Increase Antioxidant Intake
Antioxidants are some of the most important elements of human health, as they protect your body from the damaging effects of free radicals, which can cause chronic diseases, as well as cancer and cardiovascular disease. Studies have shown as much as a 20% reduction in heart disease when antioxidants are a major part of a person’s diet. Increase your intake of berries, nuts, beans, artichokes, cocoa, citrus fruits, and green leafy vegetables, all of which are high in antioxidants. Also intake of lean beef may also help in lowering blood pressure and reduce risk of cardiovascular diseases.
Take some sunshine
Getting some rays is not only relaxing, it also gives your body a much-needed dose of vitamin D, which is not only good for your bone strength, but has also been shown as a serious preventative vitamin for heart-related diseases, according to recent studies.

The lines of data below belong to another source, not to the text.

PR #6317, opened 2025-06-15
MOD-10031: RPHybridMerger

Itzikvaknin:


src/result_processor.c
```diff
@@ -1426,3 +1427,216 @@ static int RPMaxScoreNormalizer_Accum(ResultProcessor *rp, SearchResult *r) {
...
+// Structure to hold both SearchResult and scores from both upstreams
+typedef struct {
+  SearchResult *searchResult; // The actual search result
+  double scores[2];           // scores[0] = upstream1, scores[1] = upstream2
+  bool hasScores[2];          // hasScores[0] = has upstream1, hasScores[1] = has upstream2
+} HybridSearchResult;
+
+// Constructor for HybridSearchResult
+static HybridSearchResult* HybridSearchResult_New(SearchResult *searchResult) {
+  HybridSearchResult* hybridResult = rm_calloc(1, sizeof(HybridSearchResult));
```
kei-nan, line 1606: rm_calloc memsets the allocated memory with 0, not sure you need the extra initialization below.

src/result_processor.c
```diff
@@ -1426,3 +1427,216 @@ static int RPMaxScoreNormalizer_Accum(ResultProcessor *rp, SearchResult *r) {
...
+
+ /*******************************************************************************************************************
+  *  Hybrid Merger Result Processor
+  *
+  * This result processor merges results from two upstream processors using a hybrid scoring function.
+  * It takes results from both upstreams and applies the provided function to combine their scores.
+  *******************************************************************************************************************/
+ typedef struct {
+   ResultProcessor base;
+   double (*hybridScoring_function)(double, double, bool, bool);
```
kei-nan: Consider using a typedef for the callback type.
also some documentation on the callback parameters would be nide.

src/result_processor.c
```diff
@@ -1426,3 +1427,216 @@ static int RPMaxScoreNormalizer_Accum(ResultProcessor *rp, SearchResult *r) {
...
+  *  Hybrid Merger Dictionary Types
+  *
+  * Single dictionary for storing both search results and scores:
+  * keyPtr -> HybridSearchResult mapping (contains both SearchResult and scores)
+  *******************************************************************************************************************/
+
+// Structure to hold both SearchResult and scores from both upstreams
+typedef struct {
+  SearchResult *searchResult; // The actual search result
+  double scores[2];           // scores[0] = upstream1, scores[1] = upstream2
```
kei-nan: maybe the magic number 2 should be a macro so it would be easier to find where we rely on the number?

src/result_processor.c
```diff
@@ -1426,3 +1427,216 @@ static int RPMaxScoreNormalizer_Accum(ResultProcessor *rp, SearchResult *r) {
...
+   hybridResult->scores[upstreamIndex] = r->score;
+   hybridResult->hasScores[upstreamIndex] = true;
+ }
+
+ /* Helper function to consume results from a single upstream */
+ static int ConsumeFromUpstream(SearchResult *tempResult, dict *hybridResults, size_t window, ResultProcessor *upstream, int upstreamIndex) {
+   size_t consumed = 0;
+   int rc = RS_RESULT_OK;
+
+   while (consumed < window && rc == RS_RESULT_OK) {
```
kei-nan: I think this loop structure can be simplified a bit.
move function call to loop condition

src/result_processor.c
```diff
@@ -1426,3 +1427,216 @@ static int RPMaxScoreNormalizer_Accum(ResultProcessor *rp, SearchResult *r) {
...
+        // Handle timeout case: switch to yield phase and return.
+        self->timedOut = true;
+        self->iterator = dictGetIterator(self->hybridResults);
+        rp->Next = RPHybridMerger_Yield;
+        return rp->Next(rp, r);
+      }
+    }
+  }
+   // Initialize iterator for yield phase
+   self->iterator = dictGetIterator(self->hybridResults);
```
kei-nan: what should happen if rc == RS_RESULT_TIMEDOUT but policy is strict?
right now you are still returning results and swallowing the timeout rc code.

src/result_processor.c
```diff
@@ -1426,3 +1427,216 @@ static int RPMaxScoreNormalizer_Accum(ResultProcessor *rp, SearchResult *r) {
...
+     // No more results to yield - return appropriate status
+     int ret = self->timedOut ? RS_RESULT_TIMEDOUT : RS_RESULT_EOF;
+     return ret;
+   }
+
+   HybridSearchResult *hybridResult = dictGetVal(entry);
+   RS_ASSERT(hybridResult && hybridResult->searchResult);
+   RS_ASSERT(hybridResult->hasScores[0] || hybridResult->hasScores[1]);
+
+   double hybridScore = self->hybridScoring_function(hybridResult->scores[0], hybridResult->scores[1],
```
kei-nan: how is this supposed to work for RRF?
It needs access to all of the results in order to provide a score, no?

Itzikvaknin: They can be ranked either based on the sorter's output or when consumed from the upstream sorter.
I'll leave that decision to the pipeline builder and the integration logic.

kei-nan: You are scrambling the results ordering by using a hash table.
We would need to sort them possibly a second time.
Or will the ranker will give them a score which is their rank?
Please clarify.

Itzikvaknin: The order in which `HybridMerger` receives results from its sorter upstream determines the rank — the first `Next()` call gives rank 1, the second gives rank 2, and so on.

We can assign the rank either inside the scorer’s yield function or right after calling `upstream->Next()` in `HybridMerger`.

Both of these steps happen before inserting into the hashtable, so it's not a problem. It's just a matter of where we choose to do it.

kei-nan: So this is something that is still missing from the PR?
So the scores that get passed to the callback can just be integers, no?
If they just mean the rank...

src/result_processor.c
Itzikvaknin: As done in `RPSort` and `RPMaxScoreNormalizer` - Stop Accumulating results and return `RS_RESULT_TIMEDOUT` in the first `Next()` call  
Changed it to behave that way

src/result_processor.c
Itzikvaknin: Integer specifically for RRF, for hybrid it can be double
And yes, handling ranks is not in this PR

tests/cpptests/test_cpp_resultprocessor.cpp
```diff
@@ -11,6 +11,8 @@
 #include "result_processor.h"
 #include "query.h"
 #include "gtest/gtest.h"
+#include "config.h"
+#include "module.h"
```
kei-nan: do we really need to include these files?
seems like quite a bit of an overhead.
not critical but maybe consider minimizing what we include.

tests/cpptests/test_cpp_resultprocessor.cpp
```diff
@@ -88,3 +104,981 @@ TEST_F(ResultProcessorTest, testProcessorChain) {
...
+    int counter = 0;
+    static int NextFn(ResultProcessor *rp, SearchResult *res) {
+      MockUpstream1 *p = static_cast<MockUpstream1 *>(rp);
+      if (p->counter >= 3) return RS_RESULT_EOF;
+
+      res->docId = ++p->counter;
+      res->score = 2.0;
+
+      // Set up document metadata with keys
+      static RSDocumentMetadata dmd[3] = {0};
```
kei-nan: why does it need to be static variable.

src/result_processor.c
```diff
@@ -1426,3 +1430,217 @@ static int RPMaxScoreNormalizer_Accum(ResultProcessor *rp, SearchResult *r) {
...
+   ResultProcessor *upstreams[HYBRID_MERGER_UPSTREAMS];
+   size_t window;
+   dict *hybridResults;  // keyPtr -> HybridSearchResult mapping
+   dictIterator *iterator; // Iterator for yielding results
+   SearchResult *pooledResult; // Reusable result for accumulation
+   bool timedOut; // Flag to track if we timed out during accumulation
+ } RPHybridMerger;
+
+ /* Helper function to store a result from an upstream into the hybrid merger's dictionary */
+ static void StoreUpstreamResult(SearchResult *r, dict *hybridResults, int upstreamIndex) {
```
kei-nan: Can we get coverage for this function?

src/result_processor.c
```diff
@@ -1426,3 +1430,217 @@ static int RPMaxScoreNormalizer_Accum(ResultProcessor *rp, SearchResult *r) {
...
+   hybridResult->hasScores[upstreamIndex] = true;
+ }
+
+ /* Helper function to consume results from a single upstream */
+ static int ConsumeFromUpstream(SearchResult *tempResult, dict *hybridResults, size_t maxResults, ResultProcessor *upstream, int upstreamIndex) {
+   size_t consumed = 0;
+   int rc = RS_RESULT_OK;
+   SearchResult_Clear(tempResult);
+   while (consumed < maxResults && (rc = upstream->Next(upstream, tempResult)) == RS_RESULT_OK) {
+       StoreUpstreamResult(tempResult, hybridResults, upstreamIndex);
```
kei-nan: coverage seems to be missing for this function.

kei-nan: Also, shouldn't we give the ranking here?

src/result_processor.c
```diff
@@ -15,6 +15,9 @@
 #include "rmutil/rm_assert.h"
 #include "util/timeout.h"
 #include "util/arr.h"
+
+#define HYBRID_MERGER_UPSTREAMS 2
```
raz-mon: Why have this as a hardcoded macro and not just have an array of upstreams for the merger to handle?

src/result_processor.c
```diff
@@ -1426,3 +1430,217 @@ static int RPMaxScoreNormalizer_Accum(ResultProcessor *rp, SearchResult *r) {
   ret->scoreKey = rlk;
   return &ret->base;
 }
+
+ /*******************************************************************************************************************
+  *  Hybrid Merger Dictionary Types
+  *
+  * Single dictionary for storing both search results and scores:
+  * keyPtr -> HybridSearchResult mapping (contains both SearchResult and scores)
```
raz-mon: Consider having the mapping from `docId --> Result`
Can optimize memory of the dictionary

src/result_processor.c
```diff
@@ -1426,3 +1430,217 @@ static int RPMaxScoreNormalizer_Accum(ResultProcessor *rp, SearchResult *r) {
...
+  SearchResult *searchResult; // The actual search result
+  double scores[HYBRID_MERGER_UPSTREAMS];           // scores[0] = upstream1, scores[1] = upstream2
+  bool hasScores[HYBRID_MERGER_UPSTREAMS];          // hasScores[0] = has upstream1, hasScores[1] = has upstream2
+} HybridSearchResult;
+
+// Constructor for HybridSearchResult
+static HybridSearchResult* HybridSearchResult_New(SearchResult *searchResult) {
+  HybridSearchResult* hybridResult = rm_calloc(1, sizeof(HybridSearchResult));
+  hybridResult->searchResult = searchResult;
+  return hybridResult;
```
raz-mon, line 1611: Is coverage off or is this really not covered?
If the latter, add coverage or remove if not needed

src/result_processor.c
```diff
@@ -1426,3 +1430,217 @@ static int RPMaxScoreNormalizer_Accum(ResultProcessor *rp, SearchResult *r) {
...
+}
+
+// Destructor for HybridSearchResult
+static void HybridSearchResult_Free(HybridSearchResult* hybridResult) {
+  if (hybridResult) {
+    srDtor(hybridResult->searchResult);
+    rm_free(hybridResult);
```
raz-mon, line 1620: Coverage?

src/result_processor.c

Regular blood pressure, blood sugar, and cholesterol checks, as well as physical exams, are important to keep your heart healthy. Two conditions that can hurt your heart — high blood pressure and high cholesterol — are “silent.” That means you typically won’t know you have them unless you get tested. Ask your doctor how often you need a heart checkup and put the next one on your calendar now.